Уже было направившийся к себе, Гаспар обернулся, сбитый с толку словами девушки. Заодно оглядел с головы до ног: волосы скромно собраны в узел, прикидывается скромной студенткой, но при этом пирсинг в носу и татуировка, начинавшаяся за ухом и уходившая под блузку.

«А ведь она права…» – пронеслось у него в голове.

– Согласен, я перегнул палку, но и вы, с этой своей музыкой…

Она, продолжая улыбаться, протянула ему руку и представилась:

– Полин Делатур.

– Гаспар Кутанс.

– Вы поселились в бывшем доме Шона Лоренца?

– Арендовал его на месяц.

От порыва ветра хлопнул ставень. Полин переминалась на голых ногах и ежилась.

– Дорогой сосед, я сейчас окоченею. С удовольствием угощу вас кофе, – сказала она, стуча зубами и зябко потирая предплечья.

Гаспар кивнул в знак согласия и последовал за ней в дом.

 

3

 

Маделин застыла перед двумя картинами Лоренца, как околдованная. Одна, датированная 1997 годом, называлась CityOnFire, «Город в огне». Это была большая фреска, типичная для периода стрит‑арт в творчестве Лоренца: пылающий костер, пожирающий холст, взрыв красок в гамме от желтой до алой.

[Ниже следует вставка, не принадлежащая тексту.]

PR #9573, opened 2022-11-08
Optimize `T::EvaluateApplyRule()`

Al2Klimov:


julianbrost:
A quick test with this config snippet
```
apply Service "demo" {
	check_command = "dummy"
	assign where log("globals: " + globals.keys().to_string())
	assign where log("this: " + this.keys().to_string())
	assign where log("locals: " + locals.keys().to_string())
}
```
show that the `this` scope in apply rule filters seems to be basically unused (is the same as the `globals` scope):
```
information/config: globals: [ "ActiveStages", "Icinga", "Internal", "MaxConcurrentChecks", "NodeName", "ReloadTimeout", "StatsFunctions", "System", "Types" ]
information/config: this: [ "ActiveStages", "Icinga", "Internal", "MaxConcurrentChecks", "NodeName", "ReloadTimeout", "StatsFunctions", "System", "Types" ]
information/config: locals: [ "host" ]
```

This made the following idea come to my mind: can we use the `this` scope for apply rule context scope? This is an open question, I haven't fully thought this through, but it might work. This could also allow reusing the same frozen dict for apply for rules with the extra variables still being put into the locals scope.

Al2Klimov:
> This is an open question, I haven't fully thought this through,

Definitely not a bad idea, even for #9581. Let me know once you've closed the question.

Al2Klimov:
But! I'd break `assign where locals.x = 1` anyway not to `malloc()` unnecessarily.

julianbrost:
> > This is an open question, I haven't fully thought this through,
> 
> Definitely not a bad idea, even for #9581. Let me know once you've closed the question.

I've posted the comment at this stage so that you can take part in that thought process :)

> But! I'd break `assign where locals.x = 1` anyway not to `malloc()` unnecessarily.

That's not even the main reason why I'm suggesting this. I claim that in any sane configuration, your `assign where` should not set local variables, as soon as you need anything like that, you put it in a function.

I came up with this because if the code would allow arbitrarily nesting scopes, I'd consider this nesting:
* globals
* target object (i.e. scope containing `host`, `service`)
* instance (whatever variable is set by `apply ... for`)
* clean local scope

Now the DSL doesn't allow arbitrary nesting, but we do have `globals`, `this` and `locals`, so I looked at what this are and `this` is basically unused.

Вторая картина, «Материнство», была гораздо свежее, интимнее, строже: светло‑голубая, почти белая, поверхность, пересекаемая кривой, повторяющей контуры живота беременной женщины. Трудно было придумать для этого образа какое‑то другое название. Судя по настенной пластинке, это была последняя известная картина Лоренца, написанная незадолго до рождения его сына. В отличие от соседней картины, на этой на чувства давили не краски, а свет.

Повинуясь внутреннему зову, Маделин подошла к картине вплотную. Свет был неодолимым магнитом. Ее гипнотизировали материал, текстура, насыщенность, тысячи мельчайших нюансов полотна. Картина была живой. В считаные секунды она превращалась из белой в голубую, потом в розовую. Это была воплощенная эмоция, но воздушная, неуловимая. Живопись Лоренца умиротворяла, чтобы через несколько мгновений навеять тревогу.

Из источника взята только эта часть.